A cost-effective analysis shows that combined-modality therapy (CMT) is the preferred induction strategy over chemotherapy alone for younger patients with primary central nervous system (CNS) lymphoma.
“This strategy minimizes cost, while maximizing life expectancy and quality-adjusted life-years,” said lead investigator Anca Prica, MD, a hematology/oncology fellow at Sunnybrook Health Sciences Centre, Toronto, Canada.
Meanwhile, the preferred strategy for older patients is chemotherapy alone, Dr Prica said.
CMT using high-dose methotrexate and whole-brain radiotherapy is associated with improved response rates and a decrease in relapse rates compared with chemotherapy alone. The trade-off is a significant risk of delayed, treatment-related neurotoxicity, leading to significant morbidity and mortality. The rate of late neurotoxicity with CMT ranges from 26% to 100%, she said, with the risk of neurotoxicity being greater in older patients compared with those aged <60 years.
Dr Prica and her group performed a cost-effectiveness analysis comparing the 2 strategies, stratifying the analysis by age. The quality-adjusted life-year (QALY) and incremental cost-effectiveness ratio (ICER) were compared between the 2 strategies.
A Markov decision analytic model was used to compare CMT and chemotherapy alone for a hypothetical cohort of 60-year-old patients who were newly diagnosed with primary CNS lymphoma. Cohorts of patients aged <60 years and >60 years were analyzed. The model simulated the clinical course of patients over the course of 5 years.
The variables included response, relapse, and survival rates with CMT versus chemotherapy alone; the risk of developing neurotoxicity with each strategy; and the estimated survival once neurotoxicity develops. The model incorporated data on health state utilities, which were derived from a survey of expert physicians who manage patients with primary CNS lymphoma.
Resource utilization was based on clinical guidelines, the literature, and expert opinion. The direct costs were obtained from hospital, provincial, and national sources, as well as the literature, and were calculated in 2011 Canadian dollars. The indirect costs were estimated based on lost productivity using average wages in Canada.

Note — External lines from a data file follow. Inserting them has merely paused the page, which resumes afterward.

PR #947, opened 2026-06-30
fix(common): B2B-4912 fix pending-approval loginFlag dropped on init navigation

bc-jeffteng:
Jira: [B2B-4912](https://bigcommercecloud.atlassian.net/browse/B2B-4912)

## What/Why?

PR #924 introduced a double-navigation bug in `App.tsx` `init()`: when a pending/inactive-company buyer visited the storefront, the `CompanyError` catch called `gotoPage('/login?loginFlag=…')`, but execution continued into the open-allowed-page block which called `gotoPage(...)` again, overwriting the loginFlag (last-write-wins). The pending-approval alert never showed.

**Fix:** Instead of navigating inside the catch, capture the error reason as `companyLoginFlag`. Then make a single navigation decision via a new pure function `resolveInitNavigation`, which returns a typed `InitNavigation` value. Company errors take priority (returned before any other branch), so the loginFlag can never be overwritten by a subsequent navigation.

**Also fixed:** `authorizedPages` was computed at render time from the Redux `role`, but `getCurrentCustomerInfo()` can update `userInfo.role` (e.g. B2C → SUPER_ADMIN) before `resolveInitNavigation` is called. `openPageByClick` returns `authorizedPages` verbatim for `SUPER_ADMIN`/`JUNIOR_BUYER`, so a stale value would land them on `/orders` instead of `/dashboard` or `/shoppingLists`. Fixed by recomputing `authorizedPages` from `userInfo.role` after `getCurrentCustomerInfo()` completes.

## Rollout/Rollback

No new feature flags introduced. The fix is a refactor of the existing `init()` navigation logic — same observable behavior for healthy users, corrected behavior for pending/inactive-company buyers.

Rollback: revert the two commits on this branch (`619baf18`, `0db5f209`).

## Testing

**Functional Test** Has been tested on integration with 2 previous failed testcase:
-  `tests/ui/domain/b2b/buyer-portal/auth/UnapprovedCompanyLogin.spec.ts`
- `tests/ui/domain/b2b/checkout/InvoicePayment/InvoicePaymentWithCompanyAdmin.spec.ts`

**Unit:** `yarn test run src/utils/resolveInitNavigation.test.ts` — 6/6 passing. Full suite (`yarn test run`) — 1163/1163 passing.

**E2E (manual / CI gate):** `functional-tests` repo — `tests/ui/domain/b2b/buyer-portal/auth/UnapprovedCompanyLogin.spec.ts`, Step 1 ("login-as-customer redirect is blocked"). Run against a store with a **pending** company, with flag `B2B-4912.buyer_portal_native_link_interception` **ON** and **OFF**.

Expected: final URL contains `#/login?loginFlag=<reason>` and the pending-approval alert renders in both flag states.

[B2B-4912]: https://bigcommercecloud.atlassian.net/browse/B2B-4912?atlOrigin=eyJpIjoiNWRkNTljNzYxNjVmNDY3MDlhMDU5Y2ZhYzA5YTRkZjUiLCJwIjoiZ2l0aHViLWNvbS1KU1cifQ

---

> [!NOTE]
> **Medium Risk**
> Changes startup routing and global click handling for login/account flows; wrong ordering could still mis-route pending buyers or break theme-specific account links, though behavior is flag-gated and covered by new unit tests.
> 
> **Overview**
> Fixes **init navigation** so pending/inactive company buyers are not sent to `#/login?loginFlag=…` and then immediately overwritten by a second `gotoPage`. `App.tsx` now stores `companyLoginFlag` from `getCurrentCustomerInfo` errors and routes through **`resolveInitNavigation`**, which prioritizes that login URL over account-page mapping or `gotoAllowedAppPage`. **`authorizedPages`** is recomputed from the post-fetch `userInfo.role` so roles like SUPER_ADMIN land on the right default route.
> 
> Adds **native storefront link interception** behind `B2B-4912.buyer_portal_native_link_interception`: shared helpers in `nativeStorefrontLinks` (anchor resolution, `account.php`/`login.php` detection, init open rules, localStorage cache for pre-React `main.ts`). **`bindLinks`/`useB3AppOpen`** intercept same-origin account/login links (including child-of-anchor clicks) while leaving configured DOM targets on their full href when the flag is off.
> 
> <sup>Reviewed by [Cursor Bugbot](https://cursor.com/bugbot) for commit 79497e2e86767e4a95b18492b1a07c5e89b436f4. Bugbot is set up for automated code reviews on this repo. Configure [here](https://www.cursor.com/dashboard/bugbot).</sup>

### DIFF
--- a/apps/storefront/src/App.tsx
+++ b/apps/storefront/src/App.tsx
@@ -216,9 +216,8 @@ export default function App() {
 
         // background login enter judgment and refresh
         const nativeLinkInterceptionEnabled =
-          store.getState().global.featureFlags[
-            'B2B-4912.buyer_portal_native_link_interception'
-          ] ?? false;
+          store.getState().global.featureFlags['B2B-4912.buyer_portal_native_link_interception'] ??
+          false;
         const shouldOpenAllowedPage = nativeLinkInterceptionEnabled
           ? shouldOpenAllowedPageOnInit({ pathname, hash: window.location.hash, customerId })
           : !pathname.includes('checkout') && !(!!customerId && !window.location.hash);
--- a/apps/storefront/src/App.tsx
+++ b/apps/storefront/src/App.tsx
@@ -216,7 +216,7 @@ export default function App() {
           }
         }
 
-        const resolvedAuthorizedPages = isB2BUser
+        const resolvedAuthorizedPages = isB2BUserSelector(store.getState())
           ? b2bJumpPath(Number(userInfo.role))
           : PATH_ROUTES.ORDERS;
 
--- a/apps/storefront/src/App.tsx
+++ b/apps/storefront/src/App.tsx
@@ -22,6 +22,7 @@ import { handleHideRegisterPage } from '@/utils/b3HideRegister';
 import { hideStorefrontElement } from '@/utils/b3HideStorefrontElement';
 import { getQuoteEnabled } from '@/utils/b3Init';
 
+import { shouldOpenAllowedPageOnInit } from '@/utils/nativeStorefrontLinks';
 import b2bVerifyBcLoginStatus from './utils/b2bVerifyBcLoginStatus';
 import { b2bJumpPath } from './utils/b3CheckPermissions/b2bPermissionPath';
 import clearInvoiceCart from './utils/b3ClearCart';
@@ -213,8 +214,15 @@ export default function App() {
         }
 
         // background login enter judgment and refresh
-        if (!pathname.includes('checkout') && !(customerId && !window.location.hash)) {
-          await gotoAllowedAppPage(Number(userInfo.role), gotoPage);
+        const shouldOpenAllowedPage = shouldOpenAllowedPageOnInit({
+          pathname,
+          hash: window.location.hash,
+          customerId,
+        });
+        const isAccountPageWithoutHash = pathname.includes('account.php') && !window.location.hash;
+
+        if (shouldOpenAllowedPage) {
+          await gotoAllowedAppPage(Number(userInfo.role), gotoPage, isAccountPageWithoutHash);
         } else {
           showPageMask(false);
         }
--- a/apps/storefront/src/App.tsx
+++ b/apps/storefront/src/App.tsx
@@ -22,6 +22,7 @@ import { handleHideRegisterPage } from '@/utils/b3HideRegister';
 import { hideStorefrontElement } from '@/utils/b3HideStorefrontElement';
 import { getQuoteEnabled } from '@/utils/b3Init';
 import { shouldOpenAllowedPageOnInit } from '@/utils/nativeStorefrontLinks';
+import { resolveInitNavigation } from '@/utils/resolveInitNavigation';
 
 import b2bVerifyBcLoginStatus from './utils/b2bVerifyBcLoginStatus';
 import { b2bJumpPath } from './utils/b3CheckPermissions/b2bPermissionPath';
@@ -203,16 +204,21 @@ export default function App() {
           role: Number(role),
           isAgenting,
         };
+        let companyLoginFlag: string | null = null;
         if (!customerId) {
           const info = await getCurrentCustomerInfo().catch((error) => {
             if (isCompanyError(error)) {
-              gotoPage(`/login?loginFlag=${error.reason}`);
+              companyLoginFlag = error.reason;
             }
           });
           if (info) {
             userInfo.role = info?.role;
           }
         }
+
+        const resolvedAuthorizedPages = isB2BUser
+          ? b2bJumpPath(Number(userInfo.role))
+          : PATH_ROUTES.ORDERS;
 
         // background login enter judgment and refresh
         const nativeLinkInterceptionEnabled =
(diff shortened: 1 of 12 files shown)


apps/storefront/src/App.tsx
```diff
@@ -201,20 +204,46 @@ export default function App() {
...
-              gotoPage(`/login?loginFlag=${error.reason}`);
+              companyLoginFlag = error.reason;
             }
           });
           if (info) {
             userInfo.role = info?.role;
           }
         }
 
+        const resolvedAuthorizedPages = isB2BUser
```
bc-gary: [Question]

Just curious why the cursor review has been resolved. I'm seeing that `isB2BUser` is still the render-time Redux selector value. If a user transitions from B2B --> SUPER_ADMIN during init, `isB2BUser` will still be false. And in this case, it picks up `PATH_ROUTES.ORDERS`.

bc-jeffteng: fixed

apps/storefront/src/hooks/useB3AppOpen.ts
```diff
@@ -86,82 +94,88 @@ const useB3AppOpen = (initOpenState: OpenPageState) => {
...
+      if (isConfiguredTarget || (isNativeLinkInterceptionEnabled && isNativeBuyerPortalLink)) {
+        const isSearchNode = handleJudgeSearchNode(e);
+        const isCheckoutNormalHref = handleJudgeCheckoutNormalHref(e, anchor);
+
+        if (isSearchNode || isCheckoutNormalHref) return false;
+        e.preventDefault();
+        e.stopPropagation();
+        const isRegisterArrInclude =
+          registerArr.includes(target) || (anchor ? registerArr.includes(anchor) : false);
+        const tagHref = nativePath || anchor?.href || (e.target as HTMLAnchorElement)?.href;
```
bc-gary: [question]
`nativePath` is computed for every same-origin anchor, not just native buyer-portal links — so for pre-configured elements pointing at e.g. `https://store.example.com/#/orders`, this changes `tagHref` from the full URL to the normalized relative path `/#/orders`. Downstream `split('/#')` handles both, so it works, but was this intentional?

If not, could narrow it to only apply for native links:
```ts
const tagHref =
  (isNativeBuyerPortalLink ? nativePath : null) ||
  anchor?.href ||
  (e.target as HTMLAnchorElement)?.href;
```

bc-gary (approved):

bc-veer:
@bc-jeffteng Let's sync up on this.
It looks like this fix overlaps with, or is very similar to, the changes in this PR - https://github.com/bigcommerce/b2b-buyer-portal/pull/953

apps/storefront/src/main.ts
bc-jeffteng, line 1: The code change in this file is only for the short gap window, which is when the page has loaded but the React layer has not yet loaded. I use local storage to persist the feature flag we fetched **last time**. Then, we retrieve the value from local storage to fill in the parameter for calling the `bindLinks()/unbindLinks()`. 

This means that when the page is first loading, this short gap window might still have the failed result, but it's quite short. It only happens before the React layer is loaded, and second, this is only for the very first time because it's behind a feature flag. So, I think this is enough for now. 

I also made a comment just to make sure that when we clean up the feature flag, we need to clean up this area as well.

apps/storefront/src/hooks/useB3AppOpen.ts
bc-jeffteng: code udpated

apps/storefront/src/hooks/useB3AppOpen.ts
```diff
@@ -86,82 +94,91 @@ const useB3AppOpen = (initOpenState: OpenPageState) => {
...
-              href = parentHref || authorizedPages;
+    const handleTriggerClick = (e: MouseEvent) => {
+      const anchor = getClosestAnchorFromTarget(e.target);
+      const target = e.target as Element;
+      const isConfiguredTarget =
+        registerArr.includes(target) ||
+        allOtherArr.includes(target) ||
+        (anchor ? registerArr.includes(anchor) || allOtherArr.includes(anchor) : false);
+      const nativePath = anchor ? getNativeStorefrontPath(anchor.href) : null;
+      const isNativeBuyerPortalLink = anchor ? isBuyerPortalNativeHref(anchor.href) : false;
```
bc-gary: [question] These two lines run on every click regardless of `isNativeLinkInterceptionEnabled`. For configured elements pointing at `account.php`, `isNativeBuyerPortalLink` ends up true, so `tagHref` becomes the relative path (`/account.php`) instead of the full URL — even with the flag off.

Downstream `split('/#')` and the login checks handle both formats so it works, but it's a behaviour change outside the flag gate. Was this intentional, or should these be gated on `isNativeLinkInterceptionEnabled`?

apps/storefront/src/utils/nativeStorefrontLinks.test.ts
```diff
@@ -0,0 +1,166 @@
...
+  it('opens on account.php order status without a hash for a logged-in customer', () => {
+    expect(
+      shouldOpenAllowedPageOnInit({
+        pathname: '/account.php',
+        hash: '',
+        customerId: 456,
+      }),
+    ).toBe(true);
+  });
+});
```
bc-gary, line 172: [suggestion] `shouldOpenAllowedPageOnInit` special-cases `account.php` (always open if no hash) but `login.php` falls through to the generic check. Might be worth adding a test to document that asymmetry:

```ts
it('does not force-open on login.php for a logged-in user without a hash', () => {
  expect(
    shouldOpenAllowedPageOnInit({ pathname: '/login.php', hash: '', customerId: 123 }),
  ).toBe(false);
});
```

apps/storefront/src/utils/nativeStorefrontLinks.ts
```diff
@@ -0,0 +1,93 @@
+interface InitOpenDecisionInput {
+  pathname: string;
+  hash: string;
+  customerId?: number | string;
+}
+
+const NATIVE_BUYER_PORTAL_PATHS = ['/account.php', '/login.php'];
```
bc-lulu-yang: [Nit]

The const name is a bit misleading. From my understanding, `/account.php` and `/login.php` are native storefront paths, not buyer-portal routes like `/orders` or `/login`. In buyer portal maps them to its own routes (e.g. `/account.php?action=order_status` → `/orders`) via `openPageByClick`.

considering to rename it to make it easy to understand (for example, `NATIVE_STOREFRONT_PATH_SUFFIXES`)

bc-lulu-yang (approved):

apps/storefront/src/hooks/useB3AppOpen.ts
bc-jeffteng: updated

bc-gary (approved):
LGTM. Nice work 👏

bc-launchbay:
success [20260706041205](https://launchbay.bigcommerce.net/projects/515/releases/290281) by Launchbay

bc-launchbay:
success [20260706041205](https://launchbay.bigcommerce.net/projects/515/releases/290281) by Launchbay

The costs and the effects were discounted by 5%.
All patients who received chemotherapy alone as induction therapy were assumed to have whole-brain radiotherapy on disease relapse. The benefit of having active disease was assumed to dominate any ill effects from neurotoxicity. The cost of living with neurotoxicity was assumed to be similar to living with Alzheimer’s dementia.
The quality-adjusted life expectancy was 1.55 QALYs for CMT versus 1.53 QALYs for chemotherapy alone. The ICER for the base-case CMT versus chemotherapy alone was $491,522 per life-year gained.
In patients aged <60 years, CMT yielded 2.44 QALYs compared with 1.89 QALYs for chemotherapy alone, corresponding to an expected benefit of 0.55 QALYs with CMT, or 6.6 quality-adjusted months. The CMT strategy dominated in younger patients, being $11,951 less expensive than chemotherapy alone.
There was no difference in QALYs between the strategies in patients aged >60 years. The chemotherapy- alone strategy dominated in the older group—it cost $11,244 less than CMT.
For younger patients, there were no threshold values for the cost of CMT or for the cost of managing severe neurotoxicity that would potentially lead to chemotherapy alone being favored, said Dr Prica. The model favored treating younger patients with CMT, unless the rate of neurotoxicity was more than 89% at 1 year, “a rate not encountered in the published literature.” Similarly, there were no circumstances under which CMT was favored for older patients.